Hi, I think I need abit of mothering and some advice, my mum isn't here and I just feel so sad.
Me and my boyfriend of 6 years bought a house together, we moved in about 5 months ago. At first we were on a real high, that's worn off now but we are both still very happy together. It's so nice to have our own space.
Over the last 2/3 months we have been having frequent arguments/disagreements and fallings out. Its mostly over very silly things, I can't even remember the last one to give you an example it's that daft.
Last night I had 3 friends around for dinner, he was at work but came home about half an hour before they left. He came and sat down with us while we were chatting away, he works with one of them and they had a brief gossip about work, he finished his drink then went up to sort himself out after work. I thought all was fine.
My friends left and I went up to see him, I was looking forward to seeing him after us both being in work all day. I said hiii and he immediately said in a very nasty tone 'your joke and your shitty friends laughing was not funny' I said 'what?' He said 'doesn't matter'. He didn't speak to me for the rest of the night, even in bed, all of today has been radio silence when we'd usually text a few times during they day. He's in from work and still not a word even now.
I literally have no idea what he meant, nothing nasty or inappropriate was said. I obviously said at the time 'what do you mean!? I don't know what I said!' And he ignored me. I've asked the girls today and they are just as puzzled as me.

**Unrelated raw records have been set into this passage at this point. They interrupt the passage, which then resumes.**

PR #1575, opened 2022-03-23
Json to es

jacoblogan:
#### Description of changes
Add a new es module export of PrimitiveCatalog to the `/internal/primitive` subpath.

#### Checklist

- [ ] PR description included
- [ ] `yarn test` passes
- [ ] Tests are updated

### DIFF
--- a/packages/react/package.json
+++ b/packages/react/package.json
@@ -12,6 +12,10 @@
       "import": "./dist/esm/internal.js",
       "require": "./dist/internal.js"
     },
+    "./internal/primitive": {
+      "import": "./dist/esm/primitive.js",
+      "default": null
+    },
     "./legacy": {
       "import": "./dist/esm/legacy.js",
       "require": "./dist/legacy.js"
--- a/packages/react/scripts/generatePrimitivesCatalog.ts
+++ b/packages/react/scripts/generatePrimitivesCatalog.ts
@@ -169,11 +169,17 @@ for (const [componentName, [node]] of source.getExportedDeclarations()) {
 }
 
 /**
- * Generate the JSON string of the primitives catalog
- * this is being exported under the /primitives.json subpath and can be used by
+ * Generate the JSON string of the PrimitiveCatalog
+ * this is being exported under the /primitives.json subpath and can be used as
  * import PrimitiveCatalog from '@aws-amplify/ui-react/primitives.json'
  */
 const jsonString = JSON.stringify(catalog, null, 2);
+
+/**
+ * Generate the es module of the PrimitiveCatalog
+ * this is being exported under the /internal/primitive subpath and can be used as
+ * import { PrimitiveCatalog } from '@aws-amplify/ui-react/internal/primitive'
+ */
 const exportString = `export const PrimitiveCatalog = ${jsonString};
 export default PrimitiveCatalog;`;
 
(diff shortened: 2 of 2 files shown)


packages/react/package.json
```diff
@@ -12,6 +12,10 @@
       "import": "./dist/esm/internal.js",
       "require": "./dist/internal.js"
     },
+    "./internal/primitive": {
```
reesscot, line 15:
```suggestion
    "./internal/primitives-catalog": {
```

packages/react/package.json
```diff
@@ -12,6 +12,10 @@
...
+      "import": "./dist/esm/primitive.js",
```
reesscot, line 16:
```suggestion
      "import": "./dist/esm/primitives-catalog.js",
```

packages/react/scripts/generatePrimitivesCatalog.ts
```diff
@@ -168,6 +168,28 @@ for (const [componentName, [node]] of source.getExportedDeclarations()) {
...
+ */
+const jsonString = JSON.stringify(catalog, null, 2);
+
+/**
+ * Generate the es module of the PrimitiveCatalog
+ * this is being exported under the /internal/primitive subpath and can be used as
+ * import { PrimitiveCatalog } from '@aws-amplify/ui-react/internal/primitive'
+ */
+const exportString = `export const PrimitiveCatalog = ${jsonString};
+export default PrimitiveCatalog;`;
```
reesscot, line 184: Should we use a named export to stay consistent with the rest of the repo?

```suggestion
export { PrimitiveCatalog }`;
```

reesscot (commented):
This approach LGTM. Just a few non-blocking naming nits.

packages/react/scripts/generatePrimitivesCatalog.ts
```diff
@@ -168,6 +168,27 @@ for (const [componentName, [node]] of source.getExportedDeclarations()) {
...
+
+// Generates dist/primitives.js file
+const JSONoutputPath = path.resolve(__dirname, '..', 'dist', 'primitives.json');
+const internalOutputPath = path.resolve(
+  __dirname,
+  '..',
+  'dist/esm',
+  'primitives-catalog.js'
+);
+fs.writeFileSync(JSONoutputPath, jsonString);
```
jacoblogan, line 193: Continuing to create the JSON version so that this isn't a breaking change for studio, will remove this export once studio has had a chance to migrate over to the new export.

joebuono (approved):
LGTM

packages/react/package.json
```diff
@@ -12,6 +12,10 @@
       "import": "./dist/esm/internal.js",
       "require": "./dist/internal.js"
     },
+    "./internal/primitives-catalog": {
+      "import": "./dist/esm/primitives-catalog.js",
+      "default": null
```
zchenwei, line 17: Do we have a plan to add CJS export in the future? It is a dual(ESM/CJS) package. This seems deviating from the goal

packages/react/package.json
zchenwei: Should we be consistent with `primitive` ? The json version is named `primitive`. I think this will cause confusion but they are the same in different forms.

packages/react/package.json
jacoblogan: I don't know of any plans to add a CJS export as this is an internal package only being used by studio we would do one if they ever needed it, but I'm not sure if there are any plans otherwise. That being said I could add a CJS export for consistency if that is what we agree should happen.

zchenwei (approved):

packages/react/package.json
zchenwei: Ok, that makes sense. CJS is not a must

I honestly didn't say anything untoward. It's been eating away at me all day, I feel anxious and off kilter not knowing what the problem is. Should I just go and ask him again? I feel like he will just reject me and then I will feel silly. I don't think he is right to not communicate with me, even if he feels I have hurt his feelings. I wonder if he misheard something I said or misunderstood something? He has all day to think about this, why is he not coming to speak to me?
Any advice? If we fall out he always seems unbothered where as I always want to fix the problem and make friends asap. He won't care if we sleep on an argument where as I really hate that. I just don't understand!